PR #605, opened 2026-09-03
feat: add Vertex AI model discovery, curation, and routing

dinsen:
## Summary

Adds Google Cloud Vertex AI as a router-managed provider, including safe Google authentication, curated model discovery, protocol-specific forwarding, and Control Center support.

- Adds a resolver-backed `vertex` provider that uses Google Application Default Credentials (ADC), never a stored API key.
- Stores only validated Vertex project and location in private router state; bearer tokens are obtained from `gcloud`, cached in memory for five minutes, and never written to disk, shown in diagnostics, or included in support bundles.
- Adds `./bin/control vertex status|set <project-id> <location>|clear` and presents ADC setup guidance instead of an API-key prompt throughout CLI, setup, doctor, and Control Center surfaces.
- Discovers eligible publisher models through Vertex Model Garden with pagination, bounded/untrusted-response validation, credential-safe error reporting, and a cache keyed by publisher configuration.
- Adds an explicit offline curation mode: `./bin/curate-models vertex --static --models <id>`. It only uses reviewed records in `config/vertex/support-catalog.json`; it never silently substitutes static data after a live discovery failure.
- Curates only models with an implemented adapter and copies reviewed metadata into private user-model state.
- Implements both supported Vertex wire contracts:
  - Anthropic Claude models use Vertex `rawPredict` / `streamRawPredict` via the Anthropic Messages surface.
  - Google Gemini models use Vertex's OpenAI-compatible chat-completions endpoint.
- Adds reviewed static entries for Claude Opus 5, Claude Sonnet 5, Gemini 2.5 Pro, and Gemini 2.5 Flash.
- Extends tool-schema relay so routed models are valid `collaboration.spawn_agent` model choices.
- Makes routed-model catalog construction lazy and memoized, fixing the macOS request-deadline regression; normal turns without `spawn_agent` avoid that unnecessary work.
- Adds Vertex branding and icon coverage in the web Control Center and macOS tray app.

## Setup and operator behavior

1. Configure Google credentials locally with `gcloud auth application-default login` (or an existing `gcloud auth login` session).
2. Set the Vertex project and location with `./bin/control vertex set PROJECT_ID LOCATION`.
3. Select/curate models normally, or use explicit `--static` curation when Model Garden discovery is unavailable.

Static curation is intentionally not a permission or entitlement check: requests still require Vertex API enablement, IAM access, and publisher-model access.

## Security and compatibility notes

- Vertex rejects API-key collection and API-key writes at every supported entry point.
- The provider configuration allows only the Google ADC resolver and only for the Vertex protocol.
- Forwarding chooses the endpoint and request shape from an explicit per-model adapter; an arbitrary discovered model cannot become routable without a reviewed adapter.
- Vertex avoids Gemini's trailing-user-turn rewrite because Vertex Anthropic and OpenAI-compatible endpoints have their own request contracts.
- Provider errors are redacted, and discovery retains the existing SSRF/redirect/body-size protections.

## Validation

- Added 328 lines of credential/configuration coverage, including protected state, redaction, token caching, missing-ADC handling, key-write refusal, Control Center behavior, setup, doctor, and support-bundle handling.
- Added 698 lines of Vertex provider coverage for adapters, Model Garden discovery/pagination, cache identity, static curation, endpoint selection, routing, streaming, and error redaction.
- Added namespace-relay coverage for routed subagent model schemas.
- Current fork CI passed on Ubuntu, macOS, and Windows, plus Electron Linux/Windows, unified macOS packaging, Homebrew validation, and audit: https://github.com/dinsen/codex-router/actions/runs/33791629496

## Test plan

- [x] GitHub Actions: `npm run check`, `npm test`, and dependency audit on Ubuntu, macOS, and Windows.
- [x] GitHub Actions: Electron integration, packaging, and platform smoke coverage on Linux and Windows.
- [x] GitHub Actions: unified native macOS build, bundle verification, lifecycle smoke test, and packaging.
- [x] Automated Vertex tests cover ADC/configuration redaction, token caching, API-key refusal, reviewed static curation, Model Garden discovery and pagination, adapter selection, streaming routes, and provider error redaction.
- [x] Automated namespace-relay tests cover the routed `collaboration.spawn_agent` model schema.
- [ ] In a project with Vertex API, IAM, and Model Garden access, configure ADC and a project/location; curate a reviewed model and complete a routed text turn.
- [ ] Manually verify a Claude Vertex stream and a Gemini Vertex chat-completions turn, including tool use and image input where the selected model supports it.
- [ ] Manually run `./bin/curate-models vertex --static --models claude-sonnet-5` without Model Garden access; confirm it only curates reviewed metadata and that a later request still reports any missing entitlement normally.
- [ ] Check `./bin/model-router codex doctor` and a generated support bundle on a configured host for redacted authentication details.

## Reviewer focus

- Confirm the supported Model Garden publisher/model mapping and reviewed capability metadata.
- Confirm that ADC/token handling, state permissions, diagnostics, and support-bundle behavior do not create a secret-persistence path.
- Confirm the two adapter contracts remain appropriately isolated as new Vertex model families are added.
- This PR intentionally does not add automatic project provisioning, arbitrary dynamic model routing, or a live quota-consuming probe.


PracticalSwan:
Draft compatibility note from current-main maintenance: the `src/namespace-relay.mjs` change that augments `collaboration.spawn_agent`'s `model` schema with every `routedSubagentModels` entry now conflicts with the provider-affinity boundary established by #629 and tightened by #632.

On current main, the request-local `SPAWN_AGENT_MODELS` set is used by `sanitizeSpawnAgentModel(...)` to decide whether a model-generated `spawn_agent.model` override is accepted. This PR adds all routed model slugs to that allowed set, so a routed parent can be encouraged/allowed to emit a different routed provider/model for an in-session child. Fresh Windows validation for #632 confirmed that preserving a valid explicit model on `spawn_agent` is a real provider/billing-boundary crossing path.

Before this draft is marked ready, please reconcile the contract explicitly:

- `codex_app.create_thread`: an explicit model remains a user-visible independent task choice.
- `collaboration.spawn_agent`: the model argument is model-generated and should be pinned to the current routed parent, not advertised as a menu of arbitrary routed models.

If Vertex models need to be valid parent models for routed subagents, they can still participate by being the current route; the child should inherit/pin that exact parent slug. The provider-affinity regression tests from #632 (flattened and native Responses forms, including a valid-but-different explicit model) should be carried into the eventual rebase.

This is separate from the Vertex ADC/adapters themselves; I have not completed a full 51-file security review of this draft.

duolahypercho:
Thank you for this — the Vertex work is careful, and I want to be clear up front that I'd like it to land. I checked it out and ran the Vertex surface against your base: 101 tests pass and `npm run check` is clean. The ADC handling in particular is the right shape — token from `gcloud`, memory-cached, never written, and `writeProviderCredential` refusing an API key outright.

It needs a rebase before it can move, and one design question resolved first. The branch is 206 commits behind and conflicts in four files — only one hunk each, but three of them (`src/namespace-relay.mjs`, `src/router.mjs`, `src/chat-tool-surface.mjs`) sit exactly where `main` was rewritten for the Responses-native identity fix and the provider-affinity boundary, so the reconciliation is a judgement call rather than a text merge.

The design question is the one raised in review: augmenting `collaboration.spawn_agent`'s `model` schema with every routed slug widens the `SPAWN_AGENT_MODELS` set that `sanitizeSpawnAgentModel()` gates on, which lets a routed parent name a different routed provider for its child — the billing boundary #629/#632 exist to hold. Vertex doesn't need it: a Vertex model can be the parent route and the child pins that exact parent slug. I'd suggest dropping that part entirely; it's separable from the adapters and discovery, which are the valuable half.

Three smaller things for the rebase:
- `src/vertex-credentials.mjs:28` calls `execFileSync("gcloud", …)` directly. On Windows `gcloud` is `gcloud.cmd`, which Node has refused to spawn without a shell since CVE-2024-27980 — please route it through `src/spawnable-command.mjs` (AGENTS.md has the rule and the `devinCliVersion` precedent). Right now `failureReason()` would map that error to `adc-not-configured`, so a Windows user with working ADC gets told to configure ADC.
- The registry entry needs a `planNote`. Your own summary says a curated model still needs Vertex API enablement, IAM, and publisher-model access — that belongs where someone connects, not as a 403 inside Codex.
- AGENTS.md's provider checklist also asks for `src/provider-account-usage.mjs` wiring (or a graceful "usage unavailable") and an `OAUTH_CLIS` entry so the tray's sign-in button installs `gcloud` and runs `gcloud auth application-default login` in one click.

One practical note: the PR is from your fork's `main` branch, which makes a rebase force-push awkward and blocks CI approval. If you push the rebased work to a topic branch and open it against `main`, that'll be much easier to iterate on. Happy to review again once it's out of draft.

duolahypercho:
Gave this a triage-depth review since it's still a draft. Short version: **the expensive part is right and worth finishing** — the problems are concentrated in how Vertex is declared and in one contract violation, not in the discovery work.

**What's good:** the discovery + curation half follows the house pattern closely — `fetchUntrustedModelCatalog`/`validateModelCatalogPayload`, `model-catalog-cache`, `mergeDiscoveredModels`, curation funnelled through `user-models.mjs`. The support-catalog allowlist is a genuinely good idea: a discovered Model Garden id cannot become routable without a reviewed entry naming an implemented adapter. And `test/vertex-provider.test.mjs:526` spawns a real forwarder against a real upstream and asserts the exact target paths and headers — that test would fail if the adapters were reverted.

**Blocking: the credential reader sits above the `--no-discovery` guard.** The Vertex branch is inserted at `src/provider-credentials.mjs:222`, thirteen lines *above* the `if (discoveryDisabled()) return undefined;` at :235 — whose own comment says it sits "before everything that does [read]". `credentialStatus()` bypasses it a second time at :378, and `doctor.mjs` iterates every provider through `credentialStatus`, so a doctor run on a `--no-provider --no-discovery` install still spawns `gcloud` and reads the user's ADC. AGENTS.md ~1668 is explicit that the guard belongs at the reader, not only at its callers. There is no `CODEX_ROUTER_NO_DISCOVERY=1` test anywhere in the 1,026 new test lines — that test is the one I'd want most.

**Please split out `routedSubagentModels`.** It isn't Vertex, and it contradicts policy that landed after your fork: `ea3dbb59` (#629, "keep routed subagents on parent model") and `b944249d` (#632, "enforce routed subagent provider affinity"). Main now removes an unsupported explicit `model` from `spawn_agent` and fails closed "rather than silently crossing a billing boundary"; this widens the enum with every routed slug, and `test/namespace-relay.test.mjs:122` asserts exactly the cross-provider spawn #632 prevents. It is also what makes the rebase expensive — dropping it turns four conflicts into two mechanical ones (`test/provider-catalogs.test.mjs` is a count change, `src/chat-tool-surface.mjs` is one options object taking both keys). Heads up too that resolving `src/namespace-relay.mjs` in this PR's favour would silently delete the `CUSTOM_TOOL_IDENTITIES` fix from `e29bcdd8`.

**Design note worth deciding before more work:** `protocol: "vertex"` is a hosting platform, not a wire protocol. Every other provider's `protocol` answers "what body shape goes on the wire", and ~35 call sites across 11 files branch on it; this patches four and leaves the rest taking the `else`. `providerModelEndpoint()` already returns `undefined` for Vertex, which is harmless only until a Vertex model sets `supportedEndpoints`. The mechanism for "one provider, different endpoints per model" exists — `authMode: "per-model"` / `perModelEndpoint` / `endpointForModel`. Similarly, `credential: { resolver: ... }` is special-cased at ~11 call sites where `kind: "oauth"` (which ADC effectively is) would carry it, and the registry validator had to grow a bespoke rule forbidding the resolver on non-Vertex protocols — a sign the field is really a one-provider switch.

Top functional bugs:

- **Env-configured project/location resolves a credential but 500s on every request.** `resolveVertexCredential` calls `resolveVertexConfiguration(options)` with `{}`, so `VERTEX_PROJECT_ID`/`VERTEX_LOCATION` are honoured; `vertexForwardBaseUrl` calls it with `{persistent: true}`, which ignores env and throws. Doctor reports configured, the picker lists models, every request fails.
- **`execFileSync("gcloud", …)` runs on the forwarder's event loop, in the request path**, blocking every other provider's in-flight SSE relay once per 5-minute TTL.
- **The catalog-cache identity fingerprints the bearer token**, which rotates roughly hourly — so the cache self-invalidates, and a rotation *during* a fetch throws `credentialChangedError` with no credential change. Fingerprint project/location/publishers/apiVersion and an account identifier instead.
- **`vertex-openai-chat` hardcodes the `google/` prefix** and ignores `vertexPublisher`, which both the registry and the curation path already carry. Latent today; a 404 the moment a non-Google model uses that adapter.
- **Silent fallback from ADC to the operator's personal gcloud login** when `print-access-token` fails for any non-ENOENT reason — billing and audit attribution move to a different principal with only a `source` string to show for it.

Concrete order I'd suggest: drop `routedSubagentModels` into its own PR, move the credential read below `discoveryDisabled()` and add the kill-switch test, make the token resolution async, drop the token from the fingerprint. The discovery design itself I would keep as-is.

duolahypercho:
Thanks for the Vertex discovery/curation work. This draft is superseded by #788, which is already on `main`.

#788 kept the ADC + catalog-only shape (no stored API key; a discovered Model Garden id is not routable until it is curated onto a reviewed adapter) and adapted it onto current main. It deliberately did not take the `collaboration.spawn_agent` widening from this branch, honors `--no-discovery`, spawns `gcloud` through `spawnableCommand`, and refuses a silent `gcloud auth login` token fallback.

Closing this PR. Please do not merge this draft.

PR #612, opened 2026-09-04
fix(opencode): send x-opencode-session on outbound hops

duolahypercho:
## Why

OpenCode Go emailed that requests missing `x-opencode-session` may error starting 2026-09-06. The router never sent that header on chat, discovery, or usage hops. Without it, Go/Zen routes risk hard failures tomorrow.

## Scope

- Add `src/opencode-session.mjs` to resolve a stable opaque id: `thread-id` when present, else a Grok-style hash of the first conversation items, else a named fallback for discovery/usage.
- Attach `x-opencode-session` in `src/api-forwarder.mjs` `upstreamHeaders` for every `ownedBy: "opencode"` provider (Go, Messages, Responses, Zen, Free).
- Attach the same header plus an honest `codex-router/...` User-Agent on OpenCode catalog fetches and the Zen usage probe.
- Cover resolution order and provider gating in `test/opencode-session.test.mjs`; assert the usage probe sends the header.

## Tradeoffs

Body-hash affinity is used when Codex `thread-id` does not survive LiteLLM, because `routedHeaders()` does not forward thread identity today. That keeps one id stable across turns of the same conversation without a larger gateway header-passthrough change.

## Blast Radius

Touches only OpenCode family outbound HTTP. Other providers keep previous headers. No CLI impersonation headers are added.

## Verification

- `node --test test/opencode-session.test.mjs` — 9/9 pass
- `node --test test/provider-account-usage.test.mjs` — pass, including the new usage-header assertion
- `node --test test/provider-api-key-forwarder.test.mjs` — pass

### DIFF
--- a/src/api-forwarder.mjs
+++ b/src/api-forwarder.mjs
@@ -1122,12 +1122,14 @@ function upstreamHeaders(requestHeaders, body, apiKey, provider, extraHeaders = 
   }
   headers["User-Agent"] = `codex-router/${VERSION}`;
   headers["Accept-Encoding"] = "identity";
+  Object.assign(headers, extraHeaders);
+  // OpenCode Go/Zen affinity must win over any session.headers merge above:
+  // starting 2026-09-06 their edge may refuse requests without this header.
   applyOpenCodeSessionHeaders(headers, {
     provider,
     requestHeaders,
     body,
   });
-  Object.assign(headers, extraHeaders);
   // Content-Length is fetch's to compute. An explicit copy is at best
   // redundant, and the HTTP/1.1 dispatcher rejects the request outright
   // (UND_ERR_INVALID_ARG) when a caller-supplied value accompanies a body.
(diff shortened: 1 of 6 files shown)


duolahypercho:
## Independent shipping verification: PASS+NOTES

Verified against head `19aa043` (base `e5ce835`, patch-id `86b208913f99685ce80c8480272455734b2bb630`). Independent of the authoring agent. Did not merge.

- **Outbound hops:** `x-opencode-session` is applied in `api-forwarder` `upstreamHeaders` (after `extraHeaders`), OpenCode catalog fetches in `model-discovery`, and the Zen usage probe in `provider-account-usage`.
- **Tests:** `test/opencode-session.test.mjs` 9/9 locally. Same conversation (extended messages) keeps one id; non-OpenCode providers get no header. Usage probe asserts `x-opencode-session: codex-router-usage` and `User-Agent` `^codex-router/`.
- **No CLI impersonation:** UA is `codex-router/${VERSION}` only. No OpenCode CLI credential or UA forgery in the diff.
- **CI note:** required matrix still pending at verify time (`test` macos/ubuntu/windows, Electron, CodeQL JS/Swift, python-lock). No failures observed. Re-check CI before land.

Issue #568, opened 2026-09-02
[Bug]: Qwen Plan v1 collaboration calls are returned as pre-flattened names and rejected by Codex Desktop


AdrenalineY:
### What happened?

# [Bug] Qwen Plan v1 collaboration calls are returned as pre-flattened names and rejected by Codex Desktop

## Summary

When Alibaba Model Studio Token Plan models are used through `codex-router`, normal responses, streaming, and ordinary tool calls work, but the affected models cannot spawn native Codex Desktop subagents.

The model returns a function call such as:

```json
{
  "type": "function_call",
  "name": "multi_agent_v1__spawn_agent",
  "namespace": null
}
```

Codex Desktop then rejects it:

```text
unsupported call: multi_agent_v1__spawn_agent
```

No native child task, child rollout, or `thread_spawn` relationship is created.

This does not appear to be an authentication, networking, or basic tool-calling failure. The same credentials and route can serve normal responses and execute ordinary tools. The evidence instead points to a tool-identity or namespace-restoration problem affecting legacy v1 collaboration tools on the Chat Completions bridge.

## Environment

- OS: Windows
- Codex Desktop / CLI: `0.151.0-alpha.7.2`
- Runtime reproduction: `codex-router 0.5.1` at commit `4d5ca178ffdf3a0e6def80cdc0957ab5c4da93a1`
- Current upstream source audit: `main` at commit [`44029b8729b8166f8a662f5b62883c192bbeb9df`](https://github.com/duolahypercho/codex-router/commit/44029b8729b8166f8a662f5b62883c192bbeb9df)
- Provider: `qwen-plan`
- Endpoint: `https://token-plan.cn-beijing.maas.aliyuncs.com/compatible-mode/v1`
- Credentials: valid; secrets are intentionally omitted

Affected models observed in the runtime reproduction:

- `qwen-plan/deepseek-v4-flash-0731`
- `qwen-plan/glm-5.2`

## Steps to reproduce

1. Configure `qwen-plan` with valid Alibaba Model Studio Token Plan credentials.
2. Select either affected model in Codex Desktop.
3. Start a new task and ask the model to spawn multiple native Codex Desktop subagents.
4. Inspect the resulting rollout.
5. Observe that the model calls `multi_agent_v1__spawn_agent` and that Codex Desktop rejects it as an unsupported call.

Example prompt:

```text
Spawn five native Codex Desktop subagents in parallel and assign one independent analysis task to each subagent.
```

## Actual behavior

[...]

Issue #581, opened 2026-09-03
Windows: router never comes back after power event / unlogged exit (LogonTrigger task + RestartOnFailure did not relaunch)


ALCHEMISTK:
## Windows: router never comes back after power event / unlogged exit — LogonTrigger task + RestartOnFailure did not relaunch it

**Environment:** Windows 11, router 0.5.1 (commit 37e9174, install manifest), target `codex`, Node 24.19.0. Clients: Codex desktop.

**Setup (router-installed Task Scheduler task "Codex Router"):**
- Trigger: `LogonTrigger` (`AtLogOn`, current user)
- Action: `wscript.exe //B //NoLogo <state>/start-codex-router-hidden.vbs` (vbs waits on `cmd` -> `node src/start.mjs`; `Wait=True`)
- Settings: `MultipleInstancesPolicy=IgnoreNew`, `RestartOnFailure Count=999 Interval=PT1M`, `ExecutionTimeLimit=PT0S`

**Observed:**
1. Router was serving fine, then its process tree exited with no error in `router.log` (log simply stops; last lines are normal timing lines) and no crash event in the Windows Application log (no 1000/1002/1026 for node around the exit window).
2. After the exit, nothing was listening on the router port (~hours). Codex desktop retried: endless "Reconnecting... waiting for network".
3. The scheduled task never relaunched it: `Get-ScheduledTaskInfo` showed `LastRunTime` unchanged since the logon launch, and `LastTaskResult = 4294967295` (0xFFFFFFFF). `RestartOnFailure` count never advanced; the task stayed `Ready` (not running).
4. Manually re-running the same launcher (`wscript …vbs`) restores the router; everything works again.

**Hypothesis:** the tree died during a sleep/shutdown/fast-startup cycle (process suspended then terminated, or a silent exit). The task instance ends when the waiting `wscript` exits with the dead node's status — but `RestartOnFailure` did not relaunch it, and `LogonTrigger` doesn't re-fire on wake-from-sleep or fast startup. Expected: `RestartOnFailure` should have relaunched within 1 minute, per the README statement that on Windows "the service still exits and the OS supervisor rebuilds it".

**Ask:** can the Windows supervisor be strengthened? Options: also register a repeating/minutely wake trigger, or ship a small health-backed watchdog (TCP probe against the router port -> relaunch same hidden launcher). A loopback health endpoint already exists (unauthenticated leaf), so the probe needs nothing new.

[...]

PR #616, opened 2026-09-04
fix(namespace-relay): restore dotted tool delimiters (#611)

### LINKED ISSUE #611: [Bug]: Dot-form tool names (collaboration.spawn_agent, mcp__*.name) arrive in custom-model threads and are rejected as unsupported call
## Summary

In custom-model threads served through `codex-router`, the tool list arrives
with **dot-separated** tool names. The relay table only knows the
double-underscore flattening, so these calls are relayed through
unrecognized and the app answers `unsupported call`. This breaks both
collaboration spawn and MCP tools on the affected routes, while normal
responses and ordinary tools (shell, file edits) work fine on the same
route with the same credentials. This looks like a tool-identity /
namespace-restoration problem, not a model capability problem.

Names as received in the thread:

- `collaboration.spawn_agent` (relay knows `collaboration__spawn_agent`)
- `mcp__agentmemory.memory_sessions` (relay knows
  `mcp__agentmemory__memory_sessions`)

Result of calling them verbatim:

- `unsupported call: collaboration.spawn_agent`
- `unsupported call` on the dotted MCP calls

## Environment

- OS: macOS (arm64)
- codex-cli 0.153.0, Codex Desktop harness
- Router install at commit `b90c307` ("fix: flatten recursive tool schemas
  for Muse Spark opencode routes")
- Route: `opencode-free-responses/muse-spark-1.3-contributor-free`
- Upstream head checked at report time: `e5ce835`; the 6 commits between
  touch image-input flags, grok-oauth, account switching, dock, deps, and
  egress hardening -- none touch the relay, so no fix is pending upstream
  for this as far as I can tell.

## Steps to reproduce

1. Serve `opencode-free-responses/muse-spark-1.3-contributor-free` through
   the router in Codex Desktop.
2. Start a **fresh** thread on that route (this is not a stale toolset:
   fresh threads fail identically).
3. Ask the model to spawn a native subagent.
4. The model calls `collaboration.spawn_agent` (the exact spelling from its
   tool list) and Codex answers `unsupported call`.
5. Same for dotted MCP names such as `mcp__agentmemory.memory_sessions`.

## What I already ruled out

- Stale thread toolset (#82 recipe): fresh threads fail the same way, and
  the tools **are** surfaced here -- just with dots. So this is not #82.
- Route selection: the Subagents toggle is On for this route,
  `multi-agent-settings.json` has mode `selected` with the route enabled,
  and after a manual `node src/catalog.mjs` publish the agent definition
  exists at `~/.codex/agents/router-model-opencode-free-responses-muse-spark-1-3-contributor-free.toml`
  (`routed_agents: 1`). Spawning still fails at call-relay time.
- Model capability: the same route streams, calls ordinary tools, and
  carries multi-step work. Only the dotted collaboration/MCP identities
  are rejected.

## Relation to #568

This provides the request-side tool inventory asked for in #568: here the
client sends collaboration calls dot-separated with `namespace: null`,
and the relay has no reverse mapping because the table is built from exact
flattened `__` names only ("never by splitting names"). I understand from
the #568 analysis that mapping these by name alone is deliberately
declined for v1 collaboration -- recording this case so the dot-form
arrival itself is visible, since it also affects MCP tools, not just
collaboration.

No secrets or credentials are included in this report.

duolahypercho:
## Why

On OpenCode Muse Free Responses routes, collaboration and MCP calls arrive as `namespace.tool` (and `mcp__server.tool`) while the relay table only knows `__` joins. Codex answers `unsupported call`, so spawn and MCP fail even though ordinary tools work.

## Scope

- `buildNamespaceLookups` registers `${namespace}.${name}` as an alias only when that spelling is not already owned.
- `buildNamespaceLookupsFromTools` seeds the same aliases from namespace containers and collaboration flats.
- Test covers the two #611 spellings against the request map.

Does not invent namespace splits from unknown dotted strings (#568).

## Blast Radius

Namespace restore on routed Responses/chat paths. Non-OpenCode routes keep identical `__` restoration; dotted aliases are additive.

## Verification

- `node --test --test-name-pattern='issue #611' test/namespace-relay.test.mjs` — pass
- `node --test test/namespace-relay.test.mjs` — 115 pass
- `node --test test/qwen-plan-namespace-restoration.test.mjs` — run in CI

Fixes #611

### DIFF
--- a/src/namespace-relay.mjs
+++ b/src/namespace-relay.mjs
@@ -41,6 +41,9 @@ import {
 // tool itself. Namespace names themselves may contain the delimiter
 // (`mcp__codex_apps__github`), so restoration always resolves through the map
 // built from the exact tools that were flattened -- never by splitting names.
+// The same map may also index a dotted inventory alias (`namespace.tool`) when
+// a Responses-native model echoes that wire form (#611); that is still an
+// exact inventory hit, not a split.
 
 export const NAMESPACE_DELIMITER = "__";
 const DEFAULT_FUNCTION_NAMESPACE = "functions";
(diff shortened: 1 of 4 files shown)


duolahypercho:
Superseded: this branch mixed #581 + #611 under the wrong name. Reopening as separate PRs.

****

As the answer, set down only the lines from the data above between the one holding "2. Start a **fresh**" and the one holding "arrival itself is", inclusive, exactly as they read.

2. Start a **fresh** thread on that route (this is not a stale toolset:
   fresh threads fail identically).
3. Ask the model to spawn a native subagent.
4. The model calls `collaboration.spawn_agent` (the exact spelling from its
   tool list) and Codex answers `unsupported call`.
5. Same for dotted MCP names such as `mcp__agentmemory.memory_sessions`.

## What I already ruled out

- Stale thread toolset (#82 recipe): fresh threads fail the same way, and
  the tools **are** surfaced here -- just with dots. So this is not #82.
- Route selection: the Subagents toggle is On for this route,
  `multi-agent-settings.json` has mode `selected` with the route enabled,
  and after a manual `node src/catalog.mjs` publish the agent definition
  exists at `~/.codex/agents/router-model-opencode-free-responses-muse-spark-1-3-contributor-free.toml`
  (`routed_agents: 1`). Spawning still fails at call-relay time.
- Model capability: the same route streams, calls ordinary tools, and
  carries multi-step work. Only the dotted collaboration/MCP identities
  are rejected.

## Relation to #568

This provides the request-side tool inventory asked for in #568: here the
client sends collaboration calls dot-separated with `namespace: null`,
and the relay has no reverse mapping because the table is built from exact
flattened `__` names only ("never by splitting names"). I understand from
the #568 analysis that mapping these by name alone is deliberately
declined for v1 collaboration -- recording this case so the dot-form
arrival itself is visible, since it also affects MCP tools, not just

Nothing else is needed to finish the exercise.